(Problem to work on):
Go through the lines below, tally those that include the word "values", and give only the tally.

*** Opening Given records ***

PR #354, opened 2020-03-31
Remove group_metric_result and create group_summary transformers

MiroDudik:
Getting started with implementing the [Metrics API proposal](https://github.com/fairlearn/fairlearn-proposals/blob/master/api/METRICS.md).


fairlearn/metrics/_metrics_engine.py
```diff
@@ -3,104 +3,124 @@
...
 import numpy as np
 
-from ._group_metric_result import GroupMetricResult
 from ._input_manipulations import _convert_to_ndarray_and_squeeze
+from sklearn.utils import Bunch
 
 _MESSAGE_SIZE_MISMATCH = "Array {0} is not the same size as {1}"
 
+# Parameters to metrics that should be split according to sensitive features
+_SPLITTABLE_METRIC_PARAMS = {"sample_weight"}
```
riedgar-ms: Isn't this something which should be specified when the metric is invoked?

fairlearn/metrics/_metrics_engine.py
```diff
@@ -3,104 +3,124 @@
...
 
-def metric_by_group(metric_function,
-                    y_true, y_pred, group_membership,
-                    sample_weight=None,
-                    **kwargs):
+
+def group_summary(metric_function, y_true, y_pred,
+                  sensitive_features, **metric_params):
```
riedgar-ms: I thought `**kwargs` was conventional? I can see the sense in renaming it, but I wouldn't want to confuse future readers.

fairlearn/metrics/_metrics_engine.py
```diff
@@ -3,104 +3,124 @@
...
+    :param metric_function: Function ``(y_true, y_pred, \*\*metric_params)``
 
     :param y_true: Array of ground-truth values
 
     :param y_pred: Array of predicted values
 
-    :param group_membership: Array Indicating the group to which each input value belongs
-
-    :param sample_weight: Optional weights to apply to each input value
+    :param sensitive_features: Array indicating the group to which each input value belongs
```
riedgar-ms: It's got to be a single column? If so, shouldn't `sensitive_features` be singular and not plural?

fairlearn/metrics/_metrics_engine.py
```diff
@@ -3,104 +3,124 @@
...
 
-    :param \*\*kwargs: Optional arguments to be passed to the `metric_function`
+    :param \*\*metric_params: Optional arguments to be passed to the `metric_function`
 
     :return: Object containing the result of applying ``metric_function`` to the entire dataset
-        and to each group identified in ``group_membership``.
-        If the ``metric_function`` returns a scalar, then additional fields are populated
-    :rtype: :class:`GroupMetricResult`
+        and to each group identified in ``sensitive_features``
+    :rtype: sklearn.utils.Bunch with the fields ``overall`` and ``by_group``
```
riedgar-ms: Nit: I believe that there's a bit of ReST magic which can be inserted here to generate the link to `sklearn`. Will have to dig it out.

test/unit/metrics/test_group_metric_result.py
```diff
@@ -38,7 +39,7 @@ def test_complex_equality(self):
         assert not(a != b)
         assert not(b != a)
 
-    def test_complex_inequality(self):
+    def dont_test_complex_inequality(self):
```
riedgar-ms: Why are these tests being disabled?

fairlearn/metrics/_metrics_engine.py
```diff
@@ -3,104 +3,124 @@
...
+        result_by_group[group] = metric_function(
+            y_t[group_indices], y_p[group_indices],
+            **_check_metric_params(y_t, metric_params, group_indices))
+
+    return Bunch(overall=result_overall, by_group=result_by_group)
+
+
+# This loosely follows the pattern of _check_fit_params in
+# sklearn/utils/validation.py
+def _check_metric_params(y_true, metric_params, indices=None):
```
riedgar-ms: I'd like to see some tests of this routine.

fairlearn/metrics/_metrics_engine.py
MiroDudik: Do you mean when the metric is invoked or when the group metric function is created?

What I have currently functionally matches our previous implementation. I think a better solution would be to allow providing alternative lists when calling `make_group_metric`. But I'd leave that for a future PR.

fairlearn/metrics/_metrics_engine.py
MiroDudik: it is being partly tested by the old `sample_weights` tests.

test/unit/metrics/test_group_metric_result.py
MiroDudik: A dictionary of numpy arrays throws an exception when called with `==` or `!=` because there are different ways of comparing arrays. These were all tests for `__eq__` and `__ne__` methods that `group_metric_result` was implementing, so I'm not sure that we still need them.

MiroDudik: Okay to delete these tests?

fairlearn/metrics/_metrics_engine.py
MiroDudik: I don't think that `**kwargs` is a major dogma. In this specific instance, calling it with what it contains seems clearer to me, but I don't have a strong opinion on this.

fairlearn/metrics/_metrics_engine.py
MiroDudik: i think that our current convention is to call it `sensitive_features` everywhere... for the sake of future compatibility.

fairlearn/metrics/_metrics_engine.py
MiroDudik: a small issue here is that i don't think that `sklearn.utils.Bunch` is in sklearn docs

fairlearn/metrics/_metrics_engine.py
MiroDudik: okay if we hold this off for a future PR?

test/unit/metrics/test_group_metric_result.py
riedgar-ms: If they're no longer relevant, then delete them. If tests have to be disabled because of a bug, use `pytest.skip`.

fairlearn/metrics/_metrics_engine.py
riedgar-ms: Yes, I believe that @adrinjalali filed an issue with `sklearn` over that. Looking to the future, I believe that what you'll need is:
":py:class:`sklearn.utils.Bunch`"

fairlearn/metrics/_metrics_engine.py
riedgar-ms: Perhaps `sensitive_features_column` which is what we settled on for the AzureML integration?

fairlearn/metrics/_metrics_engine.py
adrinjalali: The bunch object is now documented in master. It'll be on the stable version of the website in the next release.

fairlearn/metrics/_metrics_engine.py
riedgar-ms: Perhaps `metric_function_params` ? I was just surprised, but I'm still on a Python learning curve.

fairlearn/metrics/_metrics_engine.py
riedgar-ms: Would 'future' be 'immediately after this?' I can see the sense in doing this in two stages (less chance for disaster), but I don't think that it should be delayed for long.

I think that this would be specified when the group metric function is created, now you point out the distinction. After all, at that point the underlying metric is bound, and its arguments aren't going to change.

fairlearn/metrics/_metrics_engine.py
riedgar-ms: Given that it's a private routine, OK. However, I do think it's doing some 'magic' so direct testing, even though it's private does make sense.

fairlearn/metrics/_metrics_engine.py
romanlutz: I've never seen it called anything but `kwargs` but I don't see why not...

fairlearn/metrics/_metrics_engine.py
MiroDudik: yes... that's what i was thinking. i think it's easy enough to implement, but i might leave proper testing to a future PR.

fairlearn/metrics/_metrics_engine.py
MiroDudik: I'll rename it to `**metric_function_kwargs` to make this clearer?

fairlearn/metrics/_metrics_engine.py
MiroDudik: I'll hold off. There's more magic that needs to happen in this routine to enable crossvalidation with sklearn. I'll add testing then.

fairlearn/metrics/_metrics_engine.py
adrinjalali: FWIW we call them `**fit_params` in sklearn.

test/unit/metrics/test_group_metric_result.py
adrinjalali: you can also mark them as `xfail` to _allow them to fail_.

fairlearn/metrics/_metrics_engine.py
adrinjalali: Yeah sorry about that. I'm actively working on this one on the sklearn side these days.

fairlearn/metrics/_metrics_engine.py
riedgar-ms: I'm OK with `**metric_func_params` then

fairlearn/metrics/_metrics_engine.py
MiroDudik: I'd rather follow the same convention as we do in `ExponentiatedGradient` and `GridSearch`, where we just use `sensitive_features`.

fairlearn/metrics/_metrics_engine.py
MiroDudik: @adrinjalali awesome! keep us posted.

test/unit/metrics/test_group_metric_result.py
MiroDudik: i'm removing the test file since we have replaced `group_metric_result` by `Bunch`, so it does not need testing.

fairlearn/metrics/_metrics_engine.py
MiroDudik: done.

fairlearn/metrics/_metrics_engine.py
MiroDudik: done.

*** Closing Given records ***

(Expected answer):
2